*** Opening MATERIAL TO PROCESS ***
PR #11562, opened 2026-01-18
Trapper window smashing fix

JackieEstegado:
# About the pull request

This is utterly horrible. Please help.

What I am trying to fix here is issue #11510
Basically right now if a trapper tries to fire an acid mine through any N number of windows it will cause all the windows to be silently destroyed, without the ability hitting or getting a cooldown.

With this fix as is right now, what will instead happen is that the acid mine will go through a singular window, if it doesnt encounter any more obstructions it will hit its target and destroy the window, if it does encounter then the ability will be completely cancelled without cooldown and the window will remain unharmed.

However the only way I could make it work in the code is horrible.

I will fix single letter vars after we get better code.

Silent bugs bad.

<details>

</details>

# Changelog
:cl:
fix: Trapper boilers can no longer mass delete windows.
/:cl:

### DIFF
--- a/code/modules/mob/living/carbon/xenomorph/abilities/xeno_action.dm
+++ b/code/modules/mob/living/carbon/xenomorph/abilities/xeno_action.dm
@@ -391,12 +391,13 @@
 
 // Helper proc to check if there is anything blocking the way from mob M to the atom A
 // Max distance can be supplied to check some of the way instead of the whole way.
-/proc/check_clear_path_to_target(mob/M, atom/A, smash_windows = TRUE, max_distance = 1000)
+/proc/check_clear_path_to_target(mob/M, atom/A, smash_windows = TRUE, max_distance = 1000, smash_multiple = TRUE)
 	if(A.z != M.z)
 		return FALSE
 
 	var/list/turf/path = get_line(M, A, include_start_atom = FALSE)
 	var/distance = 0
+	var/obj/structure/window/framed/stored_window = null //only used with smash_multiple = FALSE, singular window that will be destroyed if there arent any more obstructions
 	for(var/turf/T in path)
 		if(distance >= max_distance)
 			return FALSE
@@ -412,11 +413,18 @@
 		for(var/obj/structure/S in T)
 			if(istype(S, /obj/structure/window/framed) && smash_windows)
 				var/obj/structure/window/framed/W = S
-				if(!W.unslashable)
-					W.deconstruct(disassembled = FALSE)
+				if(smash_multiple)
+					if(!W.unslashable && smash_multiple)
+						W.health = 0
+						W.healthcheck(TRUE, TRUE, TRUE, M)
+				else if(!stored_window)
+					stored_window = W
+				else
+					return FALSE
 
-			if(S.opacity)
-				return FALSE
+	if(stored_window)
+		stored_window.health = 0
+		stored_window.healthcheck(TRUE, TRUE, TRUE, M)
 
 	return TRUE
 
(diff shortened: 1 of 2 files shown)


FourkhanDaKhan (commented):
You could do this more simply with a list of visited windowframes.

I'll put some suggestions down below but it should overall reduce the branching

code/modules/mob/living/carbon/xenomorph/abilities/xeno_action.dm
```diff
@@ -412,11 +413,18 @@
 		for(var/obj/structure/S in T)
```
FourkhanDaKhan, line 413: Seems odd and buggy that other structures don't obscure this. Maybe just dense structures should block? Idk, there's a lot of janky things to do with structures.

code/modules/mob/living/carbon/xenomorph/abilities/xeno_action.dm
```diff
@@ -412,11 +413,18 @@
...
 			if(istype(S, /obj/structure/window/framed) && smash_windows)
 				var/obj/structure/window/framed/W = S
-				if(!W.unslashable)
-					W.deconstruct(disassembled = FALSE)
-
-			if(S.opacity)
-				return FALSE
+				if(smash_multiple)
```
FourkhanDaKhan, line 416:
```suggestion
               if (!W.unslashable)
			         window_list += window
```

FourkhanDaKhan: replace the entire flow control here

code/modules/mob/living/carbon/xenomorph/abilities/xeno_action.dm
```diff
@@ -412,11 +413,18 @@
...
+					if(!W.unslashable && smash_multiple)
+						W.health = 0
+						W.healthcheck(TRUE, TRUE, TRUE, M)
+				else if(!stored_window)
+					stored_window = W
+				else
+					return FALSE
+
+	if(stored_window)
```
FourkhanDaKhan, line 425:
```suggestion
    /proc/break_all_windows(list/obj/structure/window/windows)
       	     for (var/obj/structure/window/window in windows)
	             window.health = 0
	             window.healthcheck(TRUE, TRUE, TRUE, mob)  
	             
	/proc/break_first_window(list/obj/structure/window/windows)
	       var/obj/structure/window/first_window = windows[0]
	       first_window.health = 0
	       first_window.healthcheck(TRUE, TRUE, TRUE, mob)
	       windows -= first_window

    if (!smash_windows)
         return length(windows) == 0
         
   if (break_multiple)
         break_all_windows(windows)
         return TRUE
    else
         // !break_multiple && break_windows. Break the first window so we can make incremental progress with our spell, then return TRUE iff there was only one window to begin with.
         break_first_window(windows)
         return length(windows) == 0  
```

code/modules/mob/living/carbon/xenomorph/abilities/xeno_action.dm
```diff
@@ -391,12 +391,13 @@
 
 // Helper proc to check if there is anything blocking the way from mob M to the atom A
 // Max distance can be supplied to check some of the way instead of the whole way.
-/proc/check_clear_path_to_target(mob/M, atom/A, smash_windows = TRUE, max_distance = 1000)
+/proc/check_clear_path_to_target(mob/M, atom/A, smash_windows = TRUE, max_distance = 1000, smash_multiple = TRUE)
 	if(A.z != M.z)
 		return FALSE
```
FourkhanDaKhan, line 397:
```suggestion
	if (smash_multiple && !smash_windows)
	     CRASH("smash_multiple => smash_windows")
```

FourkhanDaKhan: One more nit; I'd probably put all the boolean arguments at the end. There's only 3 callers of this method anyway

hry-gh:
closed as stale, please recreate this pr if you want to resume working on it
*** Closing MATERIAL TO PROCESS ***
- DESCRIPTION OF THE TASK
Starting at the first line and ending at the last, retype the entries above.

- EXERCISE OUTPUT
PR #11562, opened 2026-01-18
Trapper window smashing fix

JackieEstegado:
# About the pull request

This is utterly horrible. Please help.

What I am trying to fix here is issue #11510
Basically right now if a trapper tries to fire an acid mine through any N number of windows it will cause all the windows to be silently destroyed, without the ability hitting or getting a cooldown.

With this fix as is right now, what will instead happen is that the acid mine will go through a singular window, if it doesnt encounter any more obstructions it will hit its target and destroy the window, if it does encounter then the ability will be completely cancelled without cooldown and the window will remain unharmed.

However the only way I could make it work in the code is horrible.

I will fix single letter vars after we get better code.

Silent bugs bad.

<details>

</details>

# Changelog
:cl:
fix: Trapper boilers can no longer mass delete windows.
/:cl:

### DIFF
--- a/code/modules/mob/living/carbon/xenomorph/abilities/xeno_action.dm
+++ b/code/modules/mob/living/carbon/xenomorph/abilities/xeno_action.dm
@@ -391,12 +391,13 @@
 
 // Helper proc to check if there is anything blocking the way from mob M to the atom A
 // Max distance can be supplied to check some of the way instead of the whole way.
-/proc/check_clear_path_to_target(mob/M, atom/A, smash_windows = TRUE, max_distance = 1000)
+/proc/check_clear_path_to_target(mob/M, atom/A, smash_windows = TRUE, max_distance = 1000, smash_multiple = TRUE)
 	if(A.z != M.z)
 		return FALSE
 
 	var/list/turf/path = get_line(M, A, include_start_atom = FALSE)
 	var/distance = 0
+	var/obj/structure/window/framed/stored_window = null //only used with smash_multiple = FALSE, singular window that will be destroyed if there arent any more obstructions
 	for(var/turf/T in path)
 		if(distance >= max_distance)
 			return FALSE
@@ -412,11 +413,18 @@
 		for(var/obj/structure/S in T)
 			if(istype(S, /obj/structure/window/framed) && smash_windows)
 				var/obj/structure/window/framed/W = S
-				if(!W.unslashable)
-					W.deconstruct(disassembled = FALSE)
+				if(smash_multiple)
+					if(!W.unslashable && smash_multiple)
+						W.health = 0
+						W.healthcheck(TRUE, TRUE, TRUE, M)
+				else if(!stored_window)
+					stored_window = W
+				else
+					return FALSE
 
-			if(S.opacity)
-				return FALSE
+	if(stored_window)
+		stored_window.health = 0
+		stored_window.healthcheck(TRUE, TRUE, TRUE, M)
 
 	return TRUE
 
(diff shortened: 1 of 2 files shown)


FourkhanDaKhan (commented):
You could do this more simply with a list of visited windowframes.

I'll put some suggestions down below but it should overall reduce the branching

code/modules/mob/living/carbon/xenomorph/abilities/xeno_action.dm
```diff
@@ -412,11 +413,18 @@
 		for(var/obj/structure/S in T)
```
FourkhanDaKhan, line 413: Seems odd and buggy that other structures don't obscure this. Maybe just dense structures should block? Idk, there's a lot of janky things to do with structures.

code/modules/mob/living/carbon/xenomorph/abilities/xeno_action.dm
```diff
@@ -412,11 +413,18 @@
...
 			if(istype(S, /obj/structure/window/framed) && smash_windows)
 				var/obj/structure/window/framed/W = S
-				if(!W.unslashable)
-					W.deconstruct(disassembled = FALSE)
-
-			if(S.opacity)
-				return FALSE
+				if(smash_multiple)
```
FourkhanDaKhan, line 416:
```suggestion
               if (!W.unslashable)
			         window_list += window
```

FourkhanDaKhan: replace the entire flow control here

code/modules/mob/living/carbon/xenomorph/abilities/xeno_action.dm
```diff
@@ -412,11 +413,18 @@
...
+					if(!W.unslashable && smash_multiple)
+						W.health = 0
+						W.healthcheck(TRUE, TRUE, TRUE, M)
+				else if(!stored_window)
+					stored_window = W
+				else
+					return FALSE
+
+	if(stored_window)
```
FourkhanDaKhan, line 425:
```suggestion
    /proc/break_all_windows(list/obj/structure/window/windows)
       	     for (var/obj/structure/window/window in windows)
	             window.health = 0
	             window.healthcheck(TRUE, TRUE, TRUE, mob)  
	             
	/proc/break_first_window(list/obj/structure/window/windows)
	       var/obj/structure/window/first_window = windows[0]
	       first_window.health = 0
	       first_window.healthcheck(TRUE, TRUE, TRUE, mob)
	       windows -= first_window

    if (!smash_windows)
         return length(windows) == 0
         
   if (break_multiple)
         break_all_windows(windows)
         return TRUE
    else
         // !break_multiple && break_windows. Break the first window so we can make incremental progress with our spell, then return TRUE iff there was only one window to begin with.
         break_first_window(windows)
         return length(windows) == 0  
```

code/modules/mob/living/carbon/xenomorph/abilities/xeno_action.dm
```diff
@@ -391,12 +391,13 @@
 
 // Helper proc to check if there is anything blocking the way from mob M to the atom A
 // Max distance can be supplied to check some of the way instead of the whole way.
-/proc/check_clear_path_to_target(mob/M, atom/A, smash_windows = TRUE, max_distance = 1000)
+/proc/check_clear_path_to_target(mob/M, atom/A, smash_windows = TRUE, max_distance = 1000, smash_multiple = TRUE)
 	if(A.z != M.z)
 		return FALSE
```
FourkhanDaKhan, line 397:
```suggestion
	if (smash_multiple && !smash_windows)
	     CRASH("smash_multiple => smash_windows")
```

FourkhanDaKhan: One more nit; I'd probably put all the boolean arguments at the end. There's only 3 callers of this method anyway

hry-gh:
closed as stale, please recreate this pr if you want to resume working on it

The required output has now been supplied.